WWPH INTERVIEWS: CHANLEE LUU, author of THE MACHINE AUTOCORRECTS CODE TO I
CHANLEE LUU, winner of the 2024 Jean Feldman Poetry Award for THE MACHINE AUTOCORRECTS CODE TO I .
Chanlee Luu is a Vietnamese-Chinese American writer from Virginia. She received her MFA in creative writing from Hollins University, and BS in chemical engineering from UVA, where she competed in poetry slams. She writes about identity, pop culture, science, politics, and everything in between. She can be found on Twitter @ChanleeLuu, and her work in Snowflake Magazine, the gamut mag, Cutbow Quarterly, Tint Journal, Honey Lit, The Offing, and diaCRITICS, among others, all at chanleeluu.weebly.com. The Machine Autocorrects Code to I is her debut collection.
“RADIANT, WITTY, SURPRISING, FIERCELY COMMITTED & IMAGINATIVE…” –Anne Boyer, author of The Undying
From where did you draw inspiration for the title of your collection, The Machine Autocorrects Code to I?
The title comes from my Taylor Swift Golden Shovel about the process of healing, which we tend to think of as an individual process, but is actually communal. The title is open to multiple interpretations, but for me, the breakdown is: “The Machine” is late-stage American capitalism or any institution that oppresses its people; “Autocorrects” means we’re forced to go against our human nature; “I” refers to individualism. A colleague read the “I” as “one” and that works too! Overall, the book is about fighting these forces.
What was the challenge in marrying your STEM background and passion for writing and music in the pursuit of this poetry collection?

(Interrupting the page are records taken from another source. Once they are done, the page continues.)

PR #667, opened 2023-11-06
ZKUI-397: refactor bucket overview for Veeam use case

ChengYanJin:
Veeam Bucket: 
image

Not Veeam Bucket:
image

Error when loading bucket tagging failed 
image

### DIFF
--- a/src/js/mock/S3ClientMSWHandlers.ts
+++ b/src/js/mock/S3ClientMSWHandlers.ts
@@ -118,6 +118,43 @@ export function mockBucketOperations(
         );
       }
 
+      if (req.url.searchParams.has('cors')) {
+        return res(
+          ctx.xml(`
+          <?xml version="1.0" encoding="UTF-8"?>
+          <CORSConfiguration xmlns="http://s3.amazonaws.com/doc/2006-03-01/">
+          </CORSConfiguration>
+        `),
+        );
+      }
+
+      if (req.url.searchParams.has('acl')) {
+        return res(
+          ctx.xml(`
+          <?xml version="1.0" encoding="UTF-8"?>
+          <AccessControlPolicy xmlns="http://s3.amazonaws.com/doc/2006-03-01/">
+            <Owner>
+              <ID>1234</ID>
+              <DisplayName>test</DisplayName>
+            </Owner>
+            <AccessControlList>
+            </AccessControlList>
+          </AccessControlPolicy>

I think it was a very natural process, incorporating my multiple interests and backgrounds, which is the great thing about poetry— you’re able to seamlessly create connections between seemingly unrelated things. I think the biggest challenge was the murky area between scientific accuracy and creative liberties. For example, is coffee in our veins? No, but it is a common exaggeration for a person who drinks a lot of coffee.
What is your writing process/daily writing practice?
I don’t really have a daily writing practice right now with a full-time job and going to school, but when inspiration hits, I’ll write! I’ll usually use the structure of a form (or Excel!) to help me. I think rhyme gets a bad rap in contemporary poetry, but as Ange Mlinko says, “I let the rhyme have its way with me, because a more interesting stanza will come about that way, one I could never have planned with my rational brain. I believe in pattern, if nothing else, as an antidote to garrulousness.” I don’t write in rhyme as much as I used to, but I still think the constraints of a form force me to be more creative.
What was your favorite book as a child?
I loved Nate the Great books; I wanted to be a detective and solve mysteries and eat potato pancakes. My mom tried her best to find me a long coat that looked like his so I could dress up as him for school, and I did eventually use my detective skills to solve the case of “The Missing Homework.” No, a dog did not eat it; a classmate had erased my name and put his over it!
What literary figure, dead or alive, would you want to share a meal with?
How are we defining literary figures? There are 2 obvious answers. One is Taylor Swift, who I have been a huge fan of since 2006, and I would ask her how she Masterminds all the Easter Eggs. The other would be Ocean Vuong, who inspired me to pursue poetry further than just as a hobby. If we expand it to anyone who has ever written, I would pick my paternal grandparents, my Ông Bà Nội. I met my Bà Nội once when I went to Vietnam in the 2nd grade, and she was so full of humor and joy; I never got to meet my Ông Nội. When people tell me fond stories of their grandparents, I think “that must be nice.” So yeah, I’d like to cook with them, learn their recipes, and eat/laugh with them.